Sets of stacks constructed by the ustacks
program can be searched against a catalog produced by the cstacks program. In the case of a
genetic map, stacks from the progeny would be matched against the catalog to determine which progeny
contain which parental alleles.
The tsv2bam program will transpose data so that it is oriented by locus, instead of by sample.
In additon, if paired-ends are available, the program will pull in the set of paired reads that are associate with each
single-end locus that was assembled de novo.

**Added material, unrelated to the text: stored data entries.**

PR #19071, opened 2023-11-21
Fixed decimal places in currencies

ronaldlangeveld:
no issue


ronaldlangeveld:
Fixed here https://github.com/TryGhost/Ghost/pull/19125

PR #19085, opened 2023-11-22
Optimized active newsletter members query to remove subquery

daniellockyer:
Had to change branch name but it's still available here: https://github.com/TryGhost/Ghost/compare/main...v5.74.2-wip


daniellockyer:
Had to change branch name but it's still available here: https://github.com/TryGhost/Ghost/compare/main...v5.74.2-wip

PR #19094, opened 2023-11-22
Added email address alignment protections

SimonBackx:
ref GRO-54
fixes GRO-63
fixes GRO-62
fixes GRO-69

When the config `hostSettings:managedEmail:enabled` is enabled, or the new flag (`newEmailAddresses`) is enabled for self-hosters, we'll start to check the from addresses of all outgoing emails more strictly.

- Current flow: nothing changes if the managedEmail config is not set or the `newEmailAddresses` feature flag is not set
- When managedEmail is enabled: never allow to send an email from any chosen email. We always use `mail.from` for all outgoing emails. Custom addresses should be set as replyTo instead. Changing the newsletter sender_email is not allowed anymore (and ignored if it is set).
- When managedEmail is enabled with a custom sending domain: if a from address doesn't match the sending domain, we'll default to mail.from and use the original as a replyTo if appropriate and only when no other replyTo was set. A newsletter sender email addresss can only be set to an email address on this domain.
- When `newEmailAddresses` is enabled: self hosters are free to set all email addresses to whatever they want, without verification. In addition to that, we stop making up our own email addresses and send from `mail.from` by default instead of generating a `noreply`+ `@` + `sitedomain.com` address

A more in depth example of all cases can be seen in `ghost/core/test/integration/services/email-addresses.test.js`

Includes lots of new E2E tests for most new situations. Apart from that, all email snapshots are changed because the from and replyTo addresses are now included in snapshots (so we can see unexpected changes in the future).

Dropped test coverage requirement, because tests were failing coverage locally, but not in CI

Fixed settings test that set the site title to an array - bug tracked in GRO-68

### DIFF
--- a/ghost/core/core/server/services/newsletters/NewslettersService.js
+++ b/ghost/core/core/server/services/newsletters/NewslettersService.js
@@ -249,10 +249,10 @@ class NewslettersService {
         const cleanedAttrs = _.cloneDeep(attrs);
         const emailsToVerify = [];
         const emailProperties = [
-            {property: 'sender_email', type: 'from'}
+            {property: 'sender_email', type: 'from', emptyable: true, error: messages.senderEmailNotAllowed}
         ];
 
-        if (!this.emailAddressService.useNewEmailAddresses) {
+        if (!this.emailAddressService.service.useNewEmailAddresses) {
             // Validate reply_to is either newsletter or support
             if (cleanedAttrs.sender_reply_to !== undefined) {
                 if (!['newsletter', 'support'].includes(cleanedAttrs.sender_reply_to)) {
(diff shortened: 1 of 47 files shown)


ghost/core/core/server/services/newsletters/NewslettersService.js
```diff
@@ -243,14 +247,28 @@ class NewslettersService {
     async prepAttrsForEmailVerification(attrs, newsletter) {
         const cleanedAttrs = _.cloneDeep(attrs);
         const emailsToVerify = [];
+        const emailProperties = [
+            {property: 'sender_email', type: 'from'}
+            //{property: 'sender_reply_to', type: 'replyTo'}
```
sagzy, line 252: Leftover

SimonBackx: On my radar 😊

PR #19097, opened 2023-11-22
Forced use of index on `members_newsletters`

daniellockyer:
refs https://github.com/TryGhost/Product/issues/4181

- we've seen MySQL change its query planner to use a different index
  than the ideal one, resulting in drastically slower query performance
  when fetching newsletters with the member count
- this forces the use of the ideal index on MySQL
- this kept many of the Ghost team up overnight, so I hope MySQL is
  happy


naz (approved):
worked like a charm on both MySQL and SQLite 🚀

PR #19147, opened 2023-11-27
Updated support email address verification for DMARC changes

SimonBackx:
fixes GRO-71

- Current flow: unchanged
- New managed flow: verification required
- New managed flow with custom sending domain: only verification required for different domains
- Self hosters (feature flag): no verification required

### DIFF
--- a/ghost/core/core/server/services/newsletters/NewslettersService.js
+++ b/ghost/core/core/server/services/newsletters/NewslettersService.js
@@ -330,11 +330,11 @@ class NewslettersService {
             fromEmail = `no-reply@${toDomain}`;
         }
 
-        if (this.emailAddressService.useNewEmailAddresses) {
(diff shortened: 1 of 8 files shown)


sagzy (commented):
Code looks good! Did a round of QA and things work as expected.

One edge case that is not handled in the UI: what happens if the publisher clears the support email address field (= empty field)? Currently, the backend returns an error (Please enter a valid email address.) but nothing is surfaced in the UI.

I see two ways of solving this:
1. Either surface this error in the UI
2. Or, onsider empty address field = default value. Allow the publisher to clear the support email address field, and in that case, save the default value `noreply` in the DB

SimonBackx:
@sagzy Thanks! I checked but the empty email address value bug was already present (probably introduced with the new settings UI) so I'm not going to tackle that in this PR.
I created two new issues to track these: GRO-93 and GRO-92

PR #19149, opened 2023-11-27
Add Lexical support to the external-media-inliner

PaulAdamDavis:
This adds Lexical support to the external media inliner package. 

The bulk of the changes here are determining what format of the content is available, which is then used to decide what post property to change & update.

### DIFF
--- a/ghost/external-media-inliner/lib/ExternalMediaInliner.js
+++ b/ghost/external-media-inliner/lib/ExternalMediaInliner.js
@@ -261,24 +261,24 @@ class ExternalMediaInliner {
                 const mobiledocContent = post.get('mobiledoc');
                 const lexicalContent = post.get('lexical');
 
-                let theContent;
-                let contentTarget;
-
-                if (mobiledocContent) {
-                    theContent = mobiledocContent;
-                    contentTarget = 'mobiledoc';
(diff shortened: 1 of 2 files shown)


ghost/external-media-inliner/lib/ExternalMediaInliner.js
```diff
@@ -250,11 +258,27 @@ class ExternalMediaInliner {
...
         for (const post of posts) {
             try {
-                const inlinedMobiledoc = await this.inlineMobiledoc(post.get('mobiledoc'), domains);
+                const mobiledocContent = post.get('mobiledoc');
+                const lexicalContent = post.get('lexical');
+
+                let theContent;
+                let contentTarget;
+
+                if (mobiledocContent) {
```
naz, line 267: I'm not really up to date on how we store both formats - is there a possibility both would not be null? I think because `lexical` is a preferred one it would be a better practice to check if it exists first and do the manipulation on it. 

Also, if it is the case that both format can be not null on the post, we'd probably need to process both?

PaulAdamDavis: I've added support for processing both, if present. The code is now cleaner & makes more sense too!

PR #19155, opened 2023-11-28
Updated newsletter settings GRO-76 GRO-90

djordjevlais:
refs GRO-76, GRO-90

- Reused `renderReplyToEmail` and `renderSenderEmail` from `NewsletterDetailModal.tsx` like Simon suggested
- Changed Newsletter preview header in Newsletter settings to show Reply-to address instead of the “To” mock placeholder
- When no custom sending domain is set, switched “Sender email address” to disabled TextField for better visual rhythm
- Added a link to the help doc for (Pro) users without custom sending domain set (the doc itself will still need to be updated though, but Sam and the gang are already aware of this)
- When custom sending domain is set, added a hint about the default value, which IMO is clearer than using a placeholder


apps/admin-x-settings/src/components/settings/email/newsletters/NewsletterPreview.tsx
```diff
@@ -113,6 +113,7 @@ const NewsletterPreview: React.FC<{newsletter: Newsletter}> = ({newsletter}) =>
         headerTitle={headerTitle}
         senderEmail={renderSenderEmail()}
         senderName={newsletter.sender_name || title}
+        senderReplyTo={newsletter.sender_reply_to}
```
SimonBackx, line 116: This value can be `newsletter` or `support` too, so to avoid showing those values, we'll need to map it first to the right email address.

You can use the `renderReplyToEmail` method from `apps/admin-x-settings/src/components/settings/email/newsletters/NewsletterDetailModal.tsx` to do this

SimonBackx: If you implement this, maybe also try to remove the duplicate implementation of `renderSenderEmail`. And use the one from `apps/admin-x-settings/src/components/settings/email/newsletters/NewsletterDetailModal.tsx` instead (this one is more correct)

djordjevlais: Okay, I did both, I _think_ it went okay, but could use another look from you and @sagzy 🙏

PR #19156, opened 2023-11-28
Indexed over members_newsletters(newsletter_id, member_id)

allouis:
We were seeing slow queries when joining on this table, and the index speeds them up. The down migration is tricky because when we add the index MySQL can optimise away some `KEY` indexes on the `newsletter_id` column. When we then go to remove the newly created index, there is no index for the FK!

### DIFF
--- a/ghost/core/core/server/data/migrations/versions/5.75/2023-11-27-15-55-add-members-newsletters-index.js
+++ b/ghost/core/core/server/data/migrations/versions/5.75/2023-11-27-15-55-add-members-newsletters-index.js
@@ -12,16 +12,17 @@ module.exports = createNonTransactionalMigration(
         try {
             await dropIndex('members_newsletters', ['newsletter_id', 'member_id'], knex);
         } catch (err) {
-            logging.error({
-                err,
-                message: 'Error dropping index over members_newsletters(newsletter_id, member_id)'
-            });
+            if (err.code === 'ER_DROP_INDEX_FK') {
+                logging.error({
+                    message: 'Error dropping index over members_newsletters(newsletter_id, member_id), re-adding index for newsletter_id'
+                });
 
-            logging.info('Creating index over members_newsletters(newsletter_id)');
-            await addIndex('members_newsletters', ['newsletter_id'], knex);
 
-            logging.info('Dropping index over members_newsletters(newsletter_id, member_id)');
-            await dropIndex('members_newsletters', ['newsletter_id', 'member_id'], knex);
+                await addIndex('members_newsletters', ['newsletter_id'], knex);
+                await dropIndex('members_newsletters', ['newsletter_id', 'member_id'], knex);
+	         }
+	         
+	         throw err;
         }
     }
 );
--- a/ghost/core/core/server/data/migrations/versions/5.75/2023-11-27-15-55-add-members-newsletters-index.js
+++ b/ghost/core/core/server/data/migrations/versions/5.75/2023-11-27-15-55-add-members-newsletters-index.js
@@ -1,19 +1,16 @@
 const logging = require('@tryghost/logging');
 const {createNonTransactionalMigration} = require('../../utils');
+const {addIndex, dropIndex} = require('../../../schema/commands');
 
 module.exports = createNonTransactionalMigration(
     async function up(knex) {
         logging.info('Adding index over members_newsletters(newsletter_id, member_id)');
-        await knex.schema.alterTable('members_newsletters', function (table) {
-            table.index(['newsletter_id', 'member_id'], 'idx_members_newsletters_newsletter_id_member_id');
-        });
+        await addIndex('members_newsletters', ['newsletter_id', 'member_id'], knex);
     },
     async function down(knex) {
         logging.info('Dropping index over members_newsletters(newsletter_id, member_id)');
         try {
-            await knex.schema.alterTable('members_newsletters', function (table) {
-                table.dropIndex('idx_members_newsletters_newsletter_id_member_id');
-            });
+            await dropIndex('members_newsletters', ['newsletter_id', 'member_id'], knex);
         } catch (err) {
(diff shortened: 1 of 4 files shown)


allouis:
God damn SQLite - will address that

daniellockyer:
@allouis We have a few utils to re-use here, as they already do some detection around missing indexes - how about:

```js
const COLUMNS = ['newsletter_id', 'member_id'];

module.exports = createNonTransactionalMigration(
    async function up(knex) {
        await commands.addIndex('members_newsletters', COLUMNS);
    },
    async function down(knex) {
        logging.info('Dropping index over members_newsletters(newsletter_id, member_id)');
        try {
            await commands.dropIndex('members_newsletters', COLUMNS);
        } catch (err) {
            logging.error({
                err,
                message: 'Error dropping index over members_newsletters(newsletter_id, member_id)'
            });

            await commands.addIndex('members_newsletters', 'newsletter_id');
            await commands.dropIndex('members_newsletters', COLUMNS);
        }
    }
);
```

daniellockyer:
IDK if that solves the SQLite issue though

ghost/core/core/server/data/schema/schema.js
```diff
@@ -936,7 +936,10 @@ module.exports = {
     members_newsletters: {
         id: {type: 'string', maxlength: 24, nullable: false, primary: true},
         member_id: {type: 'string', maxlength: 24, nullable: false, references: 'members.id', cascadeDelete: true},
-        newsletter_id: {type: 'string', maxlength: 24, nullable: false, references: 'newsletters.id', cascadeDelete: true}
+        newsletter_id: {type: 'string', maxlength: 24, nullable: false, references: 'newsletters.id', cascadeDelete: true},
+        '@@INDEXES@@': [
+            ['member_id', 'newsletter_id']
```
daniellockyer: Can we switch these around to reflect changes done to live instances?

ghost/core/core/server/data/migrations/versions/5.75/2023-11-27-15-55-add-members-newsletters-index.js
```diff
@@ -0,0 +1,27 @@
...
+            logging.error({
+                err,
+                message: 'Error dropping index over members_newsletters(newsletter_id, member_id)'
+            });
+
+            logging.info('Creating index over members_newsletters(newsletter_id)');
+            await addIndex('members_newsletters', ['newsletter_id'], knex);
+
+            logging.info('Dropping index over members_newsletters(newsletter_id, member_id)');
+            await dropIndex('members_newsletters', ['newsletter_id', 'member_id'], knex);
```
daniellockyer, line 24:
```suggestion
            if (err.code === 'ER_DROP_INDEX_FK') {
                logging.error({
                    message: 'Error dropping index over members_newsletters(newsletter_id, member_id), re-adding index for newsletter_id'
                });


                await addIndex('members_newsletters', ['newsletter_id'], knex);
                await dropIndex('members_newsletters', ['newsletter_id', 'member_id'], knex);
	         }
	         
	         throw err;
```

Both the `addIndex` and `dropIndex` utils log out so we don't need to dupe the effort

ghost/core/core/server/data/migrations/versions/5.75/2023-11-27-15-55-add-members-newsletters-index.js
```diff
@@ -0,0 +1,28 @@
...
+        } catch (err) {
+            if (err.code === 'ER_DROP_INDEX_FK') {
+                logging.error({
+                    message: 'Error dropping index over members_newsletters(newsletter_id, member_id), re-adding index for newsletter_id'
+                });
+
+
+                await addIndex('members_newsletters', ['newsletter_id'], knex);
+                await dropIndex('members_newsletters', ['newsletter_id', 'member_id'], knex);
+	         }
```
daniellockyer, line 23:
```suggestion
                await dropIndex('members_newsletters', ['newsletter_id', 'member_id'], knex);
                return;
	         }
```

ghost/core/core/server/data/migrations/versions/5.75/2023-11-27-15-55-add-members-newsletters-index.js
```diff
@@ -0,0 +1,29 @@
...
+const {createNonTransactionalMigration} = require('../../utils');
+const {addIndex, dropIndex} = require('../../../schema/commands');
+
+module.exports = createNonTransactionalMigration(
+    async function up(knex) {
+        logging.info('Adding index over members_newsletters(newsletter_id, member_id)');
+        await addIndex('members_newsletters', ['newsletter_id', 'member_id'], knex);
+    },
+    async function down(knex) {
+        logging.info('Dropping index over members_newsletters(newsletter_id, member_id)');
```
daniellockyer, line 11:
```suggestion
        await addIndex('members_newsletters', ['newsletter_id', 'member_id'], knex);
    },
    async function down(knex) {
```

ghost/core/core/server/data/migrations/versions/5.75/2023-11-27-15-55-add-members-newsletters-index.js
```diff
@@ -0,0 +1,27 @@
...
+
+
+                await addIndex('members_newsletters', ['newsletter_id'], knex);
+                await dropIndex('members_newsletters', ['newsletter_id', 'member_id'], knex);
+                return;
+	         }
+	         
+	         throw err;
+        }
+    }
```
daniellockyer, line 26:
```suggestion

                await addIndex('members_newsletters', ['newsletter_id'], knex);
                await dropIndex('members_newsletters', ['newsletter_id', 'member_id'], knex);
                return;
             }
	         
             throw err;
        }
    }
```

daniellockyer (approved):

PR #19163, opened 2023-11-28
Updated Portal to use calculated support and default email addresses

sagzy:
fixes GRO-72

- added "default_email_address" and "support_email_address" to the public settings
- when available, use these addresses in Portal. Otherwise, fallback to current logic


SimonBackx (approved):
🔥

PR #19229, opened 2023-12-04
Updated logic to allow a different name for the free tier

sagzy:
fixes PROD-69

### DIFF
--- a/apps/portal/src/utils/helpers.js
+++ b/apps/portal/src/utils/helpers.js
@@ -451,6 +451,11 @@ export function getFreeProductBenefits({site}) {
 
 export function getFreeTierTitle({site}) {
     const freeProduct = getFreeProduct({site});
+
+    if (freeProduct?.name === 'Free' && hasOnlyFreeProduct({site})) {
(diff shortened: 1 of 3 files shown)


apps/portal/src/utils/helpers.js
```diff
@@ -450,11 +450,8 @@ export function getFreeProductBenefits({site}) {
 }
 
 export function getFreeTierTitle({site}) {
-    if (hasOnlyFreeProduct({site})) {
-        return 'Free membership';
-    } else {
-        return 'Free';
-    }
+    const freeProduct = getFreeProduct({site});
+    return freeProduct?.name || 'Free';
```
SimonBackx, line 454: Think we should keep this backwards compatible by also returning `Free membership` if there is only one free product, otherwise the title will change before the feature is released

sagzy: Updated in [8891e61](https://github.com/TryGhost/Ghost/pull/19229/commits/8891e61097c710530e688189f547255ef41db1a7)

PR #19234, opened 2023-12-04
Added kelonio performance testing

cmraible:
no issue

- This PR introduces mocha performance tests to Ghost. Kelonio is a 3rd party library that provides functionality for running an arbitrary function `n` times and making assertions on the mean/min/max/std.dev execution time across all iterations.
- The goal is to create a robust and repeatable method to evaluate different queries (or other arbitrary long running code) for performance. It also gives us a toolset to protect against performance regressions when we introduce new code as the test suite will fail if any of the performance targets aren't met.
- Having a repeatable test suite like this should make it easier to evaluate Ghost's performance across a variety of different environments (self hosted vs Pro vs K8s...) and a variety of use-cases (content heavy installations, subscriber heavy installations, small/medium/large sites) without having to do a bunch of manual testing.
- This PR is a prototype and isn't (yet) meant to be a useful test suite — the tests included in the `newsletters.perf.test.js` file are simply examples to demonstrate how this could work.
- To run the performance test suite, run `yarn test:perf` from within `ghost/core`. The thresholds are currently set to intentionally create a failure to demonstrate how it works when a performance constraint is not met.


cmraible:
Example test output (with a failing test):

CleanShot 2023-12-04 at 16 44 13@2x

cmraible:
@daniellockyer curious to hear if you have any thoughts about this! I know you did some similar work with the boot time performance tests, so not sure if you had anything in mind for checking performance for specific API endpoints.

cmraible:
Closing PR for now, but keeping the branch for future reference. Will look back into performance testing options in the new year (a few alternatives to kelonio are available, so it's worth trying those out)

PR #19627, opened 2024-01-31
Optimised reading from cache

allouis:
🍦 

This ensures that concurrent reads from the cache do not make concurrent reads from the underlying data store.

### DIFF
--- a/ghost/adapter-cache-redis/lib/AdapterCacheRedis.js
+++ b/ghost/adapter-cache-redis/lib/AdapterCacheRedis.js
@@ -82,6 +82,7 @@ class AdapterCacheRedis extends BaseCacheAdapter {
         this.refreshAheadFactor = config.refreshAheadFactor || 0;
         this.getTimeoutMilliseconds = config.getTimeoutMilliseconds || null;
         this.currentlyExecutingBackgroundRefreshes = new Set();
+        this.currentlyExecutingReads = new Map();
         this.keyPrefix = config.keyPrefix;
         this._keysPattern = config.keyPrefix ? `${config.keyPrefix}*` : '';
         this.redisClient = this.cache.store.getClient();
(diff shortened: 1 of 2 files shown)


ghost/adapter-cache-redis/lib/AdapterCacheRedis.js
```diff
@@ -6,6 +6,25 @@ const cacheManager = require('cache-manager');
...
+        }
+        if (err) {
+            _reject(err);
+        }
+        resolve = _value => _resolve(_value);
+        reject = _err => _reject(_err);
+    });
+
+    return {resolve, reject, promise};
+}
```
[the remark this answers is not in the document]
SimonBackx: Agree with Mike here. The actual inline implementation is shorter than the boilerplate version that uses the deferred method.

ghost/adapter-cache-redis/test/adapter-cache-redis.test.js
```diff
@@ -98,6 +99,40 @@ describe('Adapter Cache Redis', function () {
...
+                    getClient: sinon.stub().returns({
+                        on: sinon.stub()
+                    })
+                }
+            };
+            const cache = new RedisCache({
+                cache: redisCacheInstanceStub
+            });
+
+            const fetchData = sinon.stub().resolves('Da Value');
```
SimonBackx, line 124: I'm not sure how this test works reliably. Shouldn't we at least wait after both get calls before resoling the fetchData method?

ghost/adapter-cache-redis/test/adapter-cache-redis.test.js
```diff
@@ -98,6 +99,40 @@ describe('Adapter Cache Redis', function () {
             }
         });
 
+        it('can wait for execution in the case of duplicate reads', async function () {
```
SimonBackx, line 102: Preferable we should also add a test with a fetchData error

ghost/adapter-cache-redis/lib/AdapterCacheRedis.js
```diff
@@ -166,6 +186,26 @@ class AdapterCacheRedis extends BaseCacheAdapter {
      * @param {() => Promise<any>} [fetchData] An optional function to fetch the data, which will be used in the case of a cache MISS or a background refresh
      */
     async get(key, fetchData) {
+        const internalKey = this._buildKey(key);
+        if (this.currentlyExecutingReads.has(internalKey)) {
```
daniellockyer, line 190: I think there's possibly a change of a race condition here? Where `.has` passes, but the Promise is deleted before we get to the `.get`? Maybe?

Would this work better?

```
const currentlyExecutingPromise = this.currentlyExecutingReads.get(internalKey);
if (currentlyExecutingPromise) {
	return currentlyExecutingPromise.promise;
}
```

ghost/adapter-cache-redis/test/adapter-cache-redis.test.js
allouis: We don't need to do that because we're not `await`ing the calls to `get` - this test consistently fails without the changes and passes with them

ghost/adapter-cache-redis/lib/AdapterCacheRedis.js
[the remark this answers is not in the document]
allouis: The first way I implemented this (non split `get`/`#get`) meant that we needed to resolve/reject throughout the `get` method body and the deferred pattern worked well for that - will remove

ghost/adapter-cache-redis/test/adapter-cache-redis.test.js
SimonBackx: Okay, I'm still a bit skeptical still everything is still very synchronous and the executing already starts before awaiting the get calls, but we can just fix if it would ever start failing

PR #19649, opened 2024-02-05
CI/CD: Upgrade Node.js 18.x to 20.x

shivarm:
Upgrade Node.js 18.x to 20.x and deprecated github actions

### DIFF
--- a/.github/workflows/ci.yml
+++ b/.github/workflows/ci.yml
@@ -148,7 +148,7 @@ jobs:
           echo "$EOF" >> "$GITHUB_ENV"
 
       - name: Nx cache
-        uses: actions/cache@v3
+        uses: actions/cache@v4
         id: cache_nx
         with:
           path: .nxcache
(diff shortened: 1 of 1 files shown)


shivam-sharma7:
@cmraible

markstos:
Why this is being done now? Only Node 18 is still officially supported: 

https://ghost.org/docs/faq/node-versions/

I see no consideration here updated updating the documentation to say that Node 20 the new official version or any notes about the process of how the need to upgrade would be communicated to all users. 

The Node 18 LTS will still receive security updates for another year.

shivam-sharma7:
let's keep as draft PR but I would say we should consider latest LTS version of Node.js

cmraible:
Hi @shivam-sharma7 , thanks for raising this! As @markstos mentioned, there is definitely more to this than just updating the tests in CI — we'll need to do some more thorough testing, update docs, etc. but thanks for bringing this up. Discussing with the team now, but I'll post an update here on v20.x when I have it 👍

PR #19666, opened 2024-02-07
Added `pro.js` script to unauthenticated pages in admin

cmraible:
refs PA-29


cmraible:
Upon further inspection, I'm not actually sure this is necessary. Will reopen if testing in staging fails.

PR #19675, opened 2024-02-07
Fixed PostHog toolbar not working in admin

cmraible:
refs PA-32

- The PostHog toolbar relies on a value that is passed via a hash in the URL to launch successfully
- Admin overwrites the hash (since it uses hash based routing) before the toolbar has a chance to read the value
- This change checks for the hash and if it exists, it launches the toolbar using the hash value

### DIFF
--- a/ghost/admin/app/routes/home.js
+++ b/ghost/admin/app/routes/home.js
@@ -9,6 +9,11 @@ export default class HomeRoute extends Route {
     beforeModel(transition) {
         super.beforeModel(...arguments);
 
+        const toolbarJSON = new URLSearchParams(window.location.hash.substring(1)).get('__posthog');
+        if (toolbarJSON) {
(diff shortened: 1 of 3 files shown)


ghost/admin/app/routes/home.js
```diff
@@ -9,6 +9,11 @@ export default class HomeRoute extends Route {
     beforeModel(transition) {
         super.beforeModel(...arguments);
 
+        const toolbarJSON = new URLSearchParams(window.location.hash.substring(1)).get('__posthog');
+        if (toolbarJSON) {
+            window.posthog?.loadToolbar(JSON.parse(toolbarJSON));
```
cmraible, line 14: Are we okay doing calls to `window.posthog` (which is loaded in `pro.js`) in Admin?

PR #19678, opened 2024-02-08
Added re-enable of innodb redo log once DataImporter has run

kevinansfield:
no issue

- DataGenerator disables the redo log to make data imports faster but it's a persisted global config change and we were missing the re-enable query once the imports have finished
- when the redo log remains disabled an unexpected shutdown puts the database into a non-starting state with the error `Server was killed when Innodb Redo logging was disabled. Data files could be corrupt. You can try to restart the database with innodb_force_recovery=6`

### DIFF
--- a/ghost/data-generator/lib/DataGenerator.js
+++ b/ghost/data-generator/lib/DataGenerator.js
@@ -270,6 +270,13 @@ class DataGenerator {
             });
             await tableImporter.finalise();
         }
+
+        // Re-enable the redo log because it's a persisted global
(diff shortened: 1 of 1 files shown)


kevinansfield:
@SimonBackx I did look at a way of having the query run no matter how the generator script exits (e.g. Ctrl-C) but I didn't find a way of doing that with node that isn't hairy. Not sure that's really needed though? Just resetting the config after a successful run makes things safer than it was.

SimonBackx (approved):

PR #19694, opened 2024-02-14
Add the @id for json-ld

Wardormeur:
Hello,
This introduces the json-ld `@id`. The goal is to allow for extension of the schema through a different script but on the same model.
To do so, we need to be able to merge them by adding the same `@id` into both scripts as a point of reference.
This is useful if you want to add other fields, through the "ghost_header", like so
Example usage using the ghost_header, assuming the Article had the `@id` field populated :
```
<script type="application/ld+json">
    {
      "@context": "https://schema.org",
      "@id": "myarticle.com/42",
      "@type": "Article",
      "isAccessibleForFree": "False",
      "hasPart":
        {
        "@type": "WebPageElement",
        "isAccessibleForFree": "False",
        "cssSelector" : ".paywall"
        }
     }
</script>
```

I've validated this method against a modified sample on https://validator.schema.org/

- [] The build will pass (run `yarn test:all` and `yarn lint`)


ErisDS:
Hey @Wardormeur I'm sorry we didn't get around to looking at this in so long. 

I think this change is directionally correct, however if we're going to make it we'd want to do it holistically and with tests.

A good resource: https://momenticmarketing.com/blog/id-schema-for-seo-llms-knowledge-graphs#page-level-vs-site-level-scope-of-id

I'm going to close this, but if anyone is interested in contributing full @id support with tests we'd be interested to work on it together.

The gstacks - For de novo analyses, this program will pull in paired-end
reads, if available, assemble the paired-end contig and merge it with the single-end locus, align reads
to the locus, and call SNPs. For reference-aligned analyses, this program will build loci from the
single and paired-end reads that have been aligned and sorted.
This populations program will compute population-level summary statistics such
as π, FIS, and FST. It can output site level SNP calls in VCF format and
can also output SNPs for analysis in STRUCTURE or in Phylip format for phylogenetics analysis.
The denovo_map.pl program executes each of the Stacks components to create a genetic
linkage map, or to identify the alleles in a set of populations.
The ref_map.pl program takes reference-aligned input data and executes each of the Stacks
components, using the reference alignment to form stacks, and identifies alleles. It can be used in a genetic map
of a set of populations.
The load_radtags.pl program takes a set of data produced by either the denovo_map.pl or
ref_map.pl progams (or produced by hand) and loads it into the database. This allows the data to be generated on
one computer, but loaded from another. Or, for a database to be regenerated without re-executing the pipeline.
The stacks-dist-extract script will pull data distributions from the log and distribs
files produced by the Stacks component programs.
The stacks-integrate-alignments script will take loci produced by the de novo pipeline,
align them against a reference genome, and inject the alignment coordinates back into the de novo-produced data.
The stacks-private-alleles script will extract private allele data from the populations program
outputs and output useful summaries and prepare it for plotting.